J'arrive encore sur les frontières. Le monstre chinois est de nouveau face à moi.

Boten (frontière chinoise), Laos - mars 2000

chine

HUITIEME TEMPS
CHINE - REMONTEE

Des jungles, des jungles, elles n'en finissent jamais mais je ne me lasse pas; rien ne vaut cette nature. Kilomètres dans un bus au ralenti ; j'y suis habitué à apprécier les gens, les heures qui défilent ; c'est long quand même. Toute la démesure de I'Empire du Milieu, ces petites villes immenses, l'incompréhension ; et les sourires, toujours les sourires pour moi, des cadeaux. J'étudie de nouveau ces maisons d'un autre âge ; costumes multicolores, parures, bout de la terre ; le Yunnan, chinois et encore un peu libre dans sa tête. Envie de rentrer , la Mongolie m'appelle, j'entends mon cheval qui hennit, m'appelle, là-bas, très loin encore, je dois "rentrer au pays".

Le Fleuve Bleu maintenant. Le bateau de croisière m'emmène dans la bêtise et la beauté ; tant de paysages fantastiques en sursis ; trois jours sur le Yangtse ; tout va disparaître dans cinq ans, noyé sous son eau. Et mon effroi devant ce qui se prépare. Asphyxiés, sous 200 mètres du liquide qui normalement donne la vie ; ici on meurt déjà de l'attente du massacre imparable. Ce sera quand même le plus grand barrage du monde, une prouesse ; on est très fier a Beijing, fier d'une annihilation. Agacement, énervement, émerveillement aussi; autant en profiter, puisqu'on est là. Le courant me pousse avec douceur sur le fil de l'eau du temps suspendu, voyageur presque immobile. Petites maisons accrochées sur les falaises, comme des nids d'hirondelles ; il y a des tombeaux troglodytes d’où les momies en colère vont sortir manifester j'espère.

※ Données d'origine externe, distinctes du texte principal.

PR #6619, opened 2025-01-28
enhancement(5423): added logic to replaces scheduler with long-wait scheduler in case of exceeded unauth response limit

### LINKED ISSUE #5428: Remove automatic unenrollment after 7 Fleet authentication failures

kaanyalti:
- Enhancement

## What does this PR do?

Removes the forced unenroll from fleet gateway. Adds logic in the fleet gateway to switch out the scheduler used for checkins. If the unauthorized response limit is exceeded, a the scheduler is replaced with one that has a long wait duration. When the gateway receives a successful response, it switches back to using the regular scheduler with the shorter wait duration.

## Why is it important?

Currently the agent unenrolls after 7 unauthorized error responses. This can causes problems in disaster recovery scenarios where users may have to manually intervene. 

## Checklist

## Disruptive User Impact

None

- Create ESS deployment
- Build the agent locally
- Enroll the agent
- In dev tools find the access token and delete it
```
GET /.security-7/_search
{
  "query": {
    "bool": {
      "must": [
        {
          "term": {
            "name": "AGENT ID"
          }
        }
      ]
    }
  }
}
```
```
DELETE /_security/api_key
{
  "ids": ["KEY ID"]
}
```
- Follow the agent logs `sudo elastic-agent logs -f`
- After a while you will see `retrieved an invalid api key error '10' times. will use long scheduler` error message in the logs

 Due to the backoff algorithm used, this test can take a long time. In order to see immediate results comment out the following code block
```
			if !bo.Wait() {
				if ctx.Err() != nil {
					// if the context is cancelled, break out of the loop
					break
				}

				// This should not really happen, but just in-case this error is used to show that
				// something strange occurred and we want to log it and report it.
				err := errors.New(
					"checkin retry loop was stopped",
					errors.TypeNetwork,
					errors.M(errors.MetaKeyURI, f.client.URI()),
				)

				f.log.Error(err)
				f.errCh <- err
				return nil, err
			}
```

## Related issues

- Closes #5428 
- Relates #6760

### DIFF
--- a/internal/pkg/agent/application/gateway/fleet/fleet_gateway.go
+++ b/internal/pkg/agent/application/gateway/fleet/fleet_gateway.go
@@ -39,9 +39,9 @@ const (
 
 // Default Configuration for the Fleet Gateway.
 var defaultGatewaySettings = &fleetGatewaySettings{
-	Duration:    1 * time.Second,        // time between successful calls
-	Jitter:      500 * time.Millisecond, // used as a jitter for duration
-	ErrDuration: 1 * time.Hour,          // time between calls when the agent exceeds unauthorized response limit
+	Duration:                     1 * time.Second,        // time between successful calls
+	Jitter:                       500 * time.Millisecond, // used as a jitter for duration
+	ErrConsecutiveUnauthDuration: 1 * time.Hour,          // time between calls when the agent exceeds unauthorized response limit
 	Backoff: backoffSettings{ // time after a failed call
 		Init: 60 * time.Second,
 		Max:  10 * time.Minute,
@@ -49,10 +49,10 @@ var defaultGatewaySettings = &fleetGatewaySettings{
 }
 
 type fleetGatewaySettings struct {
-	Duration    time.Duration   `config:"checkin_frequency"`
-	Jitter      time.Duration   `config:"jitter"`
-	Backoff     backoffSettings `config:"backoff"`
-	ErrDuration time.Duration
+	Duration                     time.Duration   `config:"checkin_frequency"`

Puis la réalité qui revient, bruyante, qui agresse. Poussière, grisaille, ruines neuves de villes embrumées, usines à inquiétudes crachant leurs vapeurs jaunes, une fin de croisière douce-heureuse. Beijing qui se profile au bout du train et que je retrouve quelques jours ; ce n'était qu'une visite impromptue ; pas le temps de s’attarder, de se retourner. Allons, poursuivons, c'est la vie et elle s'écoule encore plus naturellement que les larmes; alors suivons notre courant. Maintenant le retour au pays onirique de mon enfance, la France est presque oubliée, je m'en veux, mais j'ai gouté trop de choses nouvelles, plus d'arrêt possible, je continuerai longtemps je pense.

Le Transmongolien crachote, ça y est, ça approche ; le cœur qui bat de plus en plus vite et résonne sous la Grande Muraille ; c'est de l'autre côté! Steppes dans ma dernière nuit d’impatience.

Ulaanbaatar, la descente, le taxi. Et maintenant? On verra bien.